‘Back from the dead': new analysis says exoplanet Fomalhaut b is real

Artist’s conception of Fomalhaut B. Credit: ESA / Hubble / M. Kornmesser / ESO / L. Calçada / L. L. Christensen

Among the many exoplanets now being discovered, Fomalhaut B was considered something special – the first exoplanet to be directly photographed in visible light, by the Hubble Space Telescope, back in 2008. That is, until more recent studies suggested that it might not be real, not even a planet after all.

It was photographed on the inside of a large ring of dust and debris surrounding its star, Fomalhaut, which is about 25 light-years away. The new studies implied that Fomalhaut B was actually just a cloud of dust, not a planet, due to the changing brightness of the object.

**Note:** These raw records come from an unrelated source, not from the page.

PR #38, opened 2021-11-12
proposal: libebpf.h header for feature detection and events

fntlnz:
Hello everyone 👋 

Based on the discussions we had with many of the maintainers here I'm trying to create a starting point for us to work on.

**Important things to remember**

- This is opened early to nurture collaboration, might be all wrong, suggest, send patches, let's discuss!
- This is as mine as it is yours, let's look at it as a starting point for what it will be
- This does not imply any implementation details, this is how our black box will look like outside. Anything in this file is something we are OK in having in a public API that will keep bc.
- Anything that is not to be kept public does not go into this file (like any implementation detail)
- I created a new `include/` folder, probably the wrong place but a good one for it to be easy to find while we work on it now. - This is not in CMake or whatever and probably does not even compile.
-We will need to make this work for the existing HostIsolation code too but I decided to start from scratch with this header file so we can focus on the design first
- I didn't include the loading and all the other boilerplate things for BPF coming from libbpf (or skeletons) - we can think on where we want to put those
- We will probably have specific APIs for specific features (like HostIsolation, Processes or File Events), we can think here on how to add those too, I didn't do it already because I'm thinking about the foundations first.

### DIFF
--- a/include/libebpf.h
+++ b/include/libebpf.h
@@ -71,7 +71,7 @@ ebpf_cap_set ebpf_event__detect_capabilities(
 /* Combination of events user is interested in. Mapping of events
  * to probe that provides that event is stored internally. User
  * does not need to know which probes to load */
-typedef uint32_t ebpf_event_set;
+typedef uint64_t ebpf_event_set;
 
 /* allocates a new context based on requested events and capabilities.
  *
--- a/include/libebpf.h
+++ b/include/libebpf.h
@@ -38,6 +38,10 @@ typedef enum ebpf_event_type {
     EVENT_NETWORK_IPV6_CONNECTION_ACCEPTED  = 9,
     EVENT_NETWORK_IPV6_RECONNECT_ATTEMPTED  = 10,
     EVENT_NETWORK_IPV6_HTTP_REQUEST         = 11,
+    EVENT_PROCESS_FORK,
+    EVENT_PROCESS_EXEC,
+    EVENT_PROCESS_EXIT,
+    EVENT_PROCESS_TTY_OUTPUT,
     EBPF_EVENT_MAX
 } ebpf_event_type;
 
@@ -47,9 +51,56 @@ struct ebpf_event {
     void *data;
 };
 
+/* opaque context, will contain union with struct perf_buffer,
+ * struct ring_buffer,
+ *
+ * we need a way to map from capability/event sets to probe sets,
+ * and we could store the cap/event sets directly or cache the result
+ * of the mapping in the context */
+typedef struct ebpf_event_ctx;
+
 typedef int (*event_handler_fn)(struct ebpf_event *event, size_t);
 
-void *ebpf_event__buffer_new(event_handler_fn handler);
-void ebpf_event__next(void *buffer);
+typedef uint32_t ebpf_cap_set;
+
+/* result will be ((ACTUAL AND INTERESTED) OR FORCED) */
+ebpf_cap_set ebpf_event__detect_capabilities(
+        ebpf_cap_set interested,
+        ebpf_cap_set forced)
+
+/* Combination of events user is interested in. Mapping of events
+ * to probe that provides that event is stored internally. User
+ * does not need to know which probes to load */
+typedef uint32_t ebpf_event_set;
+
+/* allocates a new context based on requested events and capabilities.
+ *
+ * returns a positive int that represents an fd, which
+ * can be used with epoll on success. returns -1 and
+ * sets errno on failure
+ */
+int ebpf_event__buffer_new(
+        ebpf_event_ctx **ctx,
+        ebpf_cap_set,
+        ebpf_event_set);
+
+/* this func will not return data unless fd is ready
+ * so user will supply their own epoll and call this
+ * func when fd is readable. I think passing a handler
+ * function is more versatile than passing a buffer?
+ * no strong feelings on that. The handler will likely
+ * dispatch one of another layer of callbacks switched
+ * on event type.
+ *
+ * We should also discuss blocking/nonblocking semantics
+ * here. I think this function could return -1 and set
+ * errno to -EAGAIN if the context is in a nonblocking
+ * state but no data is available. */
+int ebpf_event__next(
+        ebpf_event_ctx *ctx,
+        event_handler_fn *handler_func);
+
+void ebpf_event__cleanup(
+        ebpf_event_ctx *ctx);
 
 #endif // LIBEBPF_H_
--- a/include/libebpf.h
+++ b/include/libebpf.h
@@ -59,7 +59,7 @@ struct ebpf_event {
  * of the mapping in the context */
 typedef struct ebpf_event_ctx;
 
-typedef int (*event_handler_fn)(struct ebpf_event *event, size_t);
+typedef int (*ebf_event_handler_fn)(struct ebpf_event *event, size_t);
 
 typedef uint64_t ebpf_cap_set;
 
--- a/include/libebpf.h
+++ b/include/libebpf.h
@@ -61,7 +61,7 @@ typedef struct ebpf_event_ctx;
 
 typedef int (*event_handler_fn)(struct ebpf_event *event, size_t);
 
-typedef uint32_t ebpf_cap_set;
+typedef uint64_t ebpf_cap_set;
 
 /* result will be ((ACTUAL AND INTERESTED) OR FORCED) */
 ebpf_cap_set ebpf_event__detect_capabilities(
--- a/include/libebpf.h
+++ b/include/libebpf.h
@@ -1,0 +1,55 @@
+// SPDX-License-Identifier: LicenseRef-Elastic-License-2.0
+
+/*
+ * Copyright 2021 Elasticsearch B.V. and/or licensed to Elasticsearch B.V. under one
+ * or more contributor license agreements. Licensed under the Elastic License 2.0;
+ * you may not use this file except in compliance with the Elastic License 2.0.
+ */
+
+// This file is just a spec for discussion, not included in builds or anything.
+// This does not compile and it's probably not in the folder we want it in.
+
+#ifndef LIBEBPF_H_
+#define LIBEBPF_H_
+
+#include <stdint.h>
+#include <sys/types.h>
+
+/* Kernel Features */
+enum ebpf_kernel_features {
+    EBPF_KERNEL_CAPABLE_BPF = (1 << 0),
+    EBPF_KERNEL_CAPABLE_RINGBUF = (1 << 1),
+    EBPF_KERNEL_CAPABLE_BTF = (1 << 2),
+};
+
+int ebpf_kernel__detect_features();
+
+/* Events fetching and manipulation */
+typedef enum ebpf_event_type {
+    EBPF_EVENT_TYPE_UNSPEC = 0,
+    EBPF_EVENT_TYPE_NETWORK_UPDATE = 1,
+    EVENT_NETWORK_IPV4_CONNECTION_ATTEMPTED = 2,
+    EVENT_NETWORK_IPV4_DISCONNECT_RECEIVED  = 3,
+    EVENT_NETWORK_IPV4_CONNECTION_ACCEPTED  = 4,
+    EVENT_NETWORK_IPV4_RECONNECT_ATTEMPTED  = 5,
+    EVENT_NETWORK_IPV4_HTTP_REQUEST         = 6,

But now, there is another new analysis which brings Fomalhaut B back into the planetary family. According to Thayne Currie, an astronomer at the University of Toronto, “Although our results seriously challenge the original discovery paper, they do so in a way that actually makes the object’s interpretation much cleaner and leaves intact the core conclusion, that Fomalhaut b is indeed a massive planet.”

The data suggests that Fomalhaut B is indeed a large planet, more massive than Jupiter, but is surrounded by a cloud of dust. The result is sort of a compromise between the two differing sets of observations. The team re-analyzed Hubble data from 2004 and 2006 and found that the brightness was actually consistent.

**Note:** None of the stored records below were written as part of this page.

PR #39, opened 2021-11-15
docs(proposals): brain dump on feature detection for eBPF

leodido:
Hello all! 👋 

Opening this proposal about feature detection.

It is a first, initial draft that dumps everything I have on my brain about feature detection for eBPF.

By analyzing the problem, I spec'ed out some initial (and simple) candidate API designs.

I'd like to get to know your feedback.

Think of this as a discussion starter.

---

The document contains images you don't wanna miss so it's worth clicking on "view file" to get to see them!

### DIFF
--- a/docs/proposals/feature-detection.md
+++ b/docs/proposals/feature-detection.md
@@ -95,7 +95,7 @@ Then we could simply include such C header and use it in our programs.
 
 ***Pros***:
 
-- It is a the approach more common used in eBPF land (as of today at least)
+- It is the approach more commonly used in eBPF land (as of today at least)
 
 ### Runtime
 
@@ -114,10 +114,11 @@ bool has_helper_for_prog(string helper, u32 prog_type, bool unprivileged, u32 if
 Such an API would be called like so (pseudo-code):
 
 ```c
-has_map(BPF_MAP_TYPE_LPM_TRIE, false);
-has_prog(BPF_PROG_TYPE_LSM, false);
-has_prog(BPF_PROG_SOCKET_FILTER, true);
-has_helper_for_prog("bpf_get_stackid", BPF_PROG_TYPE_TRACING, false);
+has_map(BPF_MAP_TYPE_LPM_TRIE, false, 0);
+has_prog(BPF_PROG_TYPE_LSM, false, 0);
+has_prog(BPF_PROG_TYPE_SCHED_CLS, false, 2/*eth0*/);
+has_prog(BPF_PROG_SOCKET_FILTER, true, 0);
+has_helper_for_prog("bpf_get_stackid", BPF_PROG_TYPE_TRACING, false, 0);
 ```
 
 Some observations.
@@ -126,7 +127,7 @@ Some observations.
 
 This API has 2 targets: **kernel** or **device**.
 
-The `if_idx` argument is only relevant when greather than 0, pointing to a device interface (device target).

“Given what we know about the behavior of dust and the environment where the planet is located, we think that we’re seeing a planetary object that is completely embedded in dust rather than a free-floating dust cloud,” said John Debes, an astronomer at the Space Telescope Science Institute.

The planet’s gravity also modifies and “sculpts” the dust and debris ring which surrounds the star. So while Fomalhaut B is itself surrounded by a cloud of dust, its orbit around the star also has an effect on this much larger ring.

Planets are thought to form from just such disks of dust and gas that surround new stars after they are born; Fomalhaut B may be a good example of seeing this actually happening – the development of a new planetary system.

As a result of the new study, the status of Fomalhaut B has also changed a bit, from a “directly imaged exoplanet” to a “planet identified from direct imaging,” a subtle but important distinction. As technology improves, however, other exoplanets are starting to also be photographed as well, although they are still just tiny dots of light.

The new findings are being published in The Astrophysical Journal Letters.